I giorni passano, la vicenda diventa presto un tormentone e si affacciano le prime voci di rottura tra le parti, con tanto di nome dell’eventuale sostituto, De Zerbi, spuntato inopinatamente nelle scorse ore.

Tanto per gradire, come vicenda laterale in quest’ammucchiata non d’amore, ma di litigi, in mezzo alle caterve di nomi di mercato ce n’è pure per il genitore di un obiettivo viola, tal Grillitsh, il cui padre appunto avrebbe fatto saltare la trattativa coi viola chiedendo 2 milioni di euro al club, vero?

Falso? Non lo so. So che la situazione è molto confusa e cerco di capire il perché.

Infatti, delle due l’una: o si sta assistendo alla puntata pilota di una nuova grande serie americana dal titolo ‘ la follia al potere’, si sa come oltre oceano  amino e sappiano trarre spettacolo da ogni cosa. Oppure, molto più prosaicamente, è in corso un’operazione di uscita dell’attuale proprietà della Fiorentina.
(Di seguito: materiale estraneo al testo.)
PR #1681, opened 2021-04-05
[CAS-842] Fix read indicator

bychkovdmitry:
https://stream-io.atlassian.net/browse/CAS-842

### 🎯 Goal

This PR fixes the message read indicator in the message list.

### 🛠 Implementation details

Incoming reads from other users were ignored. Ensured that all the incoming reads (including the reads from other users) are propagated via corresponding `StateFlow` field.

### 🧪 Testing

GIVEN user_1 is reading a channel
AND user_2 is reading the same channel
WHEN user_1 sends a message
AND user_2 receives the message
THEN user_1 should observe that the message was read (double tick mark)

### ☑️ Checklist

- [X] Reviewers added

### DIFF
--- a/stream-chat-android-offline/src/main/java/io/getstream/chat/android/offline/channel/ChannelController.kt
+++ b/stream-chat-android-offline/src/main/java/io/getstream/chat/android/offline/channel/ChannelController.kt
@@ -1276,24 +1276,25 @@ internal class ChannelController(
          * before what we've last pushed to the UI. We want to ignore this, as it will cause an unread state
          * to show in the channel list.
          */
-        val incomingUserRead = incomingUserIdToReadMap[currentUserId] ?: return
+        incomingUserIdToReadMap[currentUserId]?.let {
 
-        // the previous last Read date that is most current
-        val previousLastRead = _read.value?.lastRead ?: previousUserIdToReadMap[currentUserId]?.lastRead
+            // the previous last Read date that is most current
+            val previousLastRead = _read.value?.lastRead ?: previousUserIdToReadMap[currentUserId]?.lastRead
 
-        // Use AFTER to determine if the incoming read is more current.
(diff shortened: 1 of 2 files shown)


stream-chat-android-offline/src/main/java/io/getstream/chat/android/offline/channel/ChannelController.kt
```diff
@@ -1276,24 +1276,25 @@ internal class ChannelController(
          * before what we've last pushed to the UI. We want to ignore this, as it will cause an unread state
          * to show in the channel list.
          */
```
bychkovdmitry, line 1278: Even if there is no incoming user read for current user we should still update the `_reads.value` below.

stream-chat-android-offline/src/main/java/io/getstream/chat/android/offline/channel/ChannelController.kt
```diff
@@ -1276,24 +1276,25 @@ internal class ChannelController(
...
 
-        // Use AFTER to determine if the incoming read is more current.
-        // This prevents updates if it's BEFORE or EQUAL TO the previous Read.
-        val shouldUpdateByIncoming = previousLastRead == null || incomingUserRead.lastRead?.inOffsetWith(
-            previousLastRead,
-            OFFSET_EVENT_TIME
-        ) == true
+            // Use AFTER to determine if the incoming read is more current.
+            // This prevents updates if it's BEFORE or EQUAL TO the previous Read.
+            val shouldUpdateByIncoming = previousLastRead == null || it.lastRead?.inOffsetWith(
```
adasiewiczr, line 1286: Using named parameter instead of `it` will increase code readability

adasiewiczr (approved):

Insomma Commisso starebbe mollando la società, naturalmente è giusto premettere che Rocco ha smentito ogni ipotesi di vendita.

Tuttavia si può dire senza timore di smentita che il progetto immobiliare con cui sbarcò a Firenze sia tramontato, Commisso ha ormai capito che lo stadio come lo intende lui, non glielo faranno mai fare, da lì un anche comprensibile disamore che più che nelle parole arrabbiate delle sue ultime dichiarazioni pubbliche, è iscritto nei fatti elencati qui sopra, insomma nella gestione piuttosto curiosa se non discutibile degli ultimi mesi oltre che nell’assenza di Commisso da Firenze che ha ormai superato i sei mesi.

Che dopo i 17 anni di gestione Della Valle, il loro successore Commisso ne duri appena 3?

Insomma, mutuando il celebre film, durando come un povero felino sui viali di circonvallazione?

Il dubbio, smentite a parte, c’è ed è ragionevole.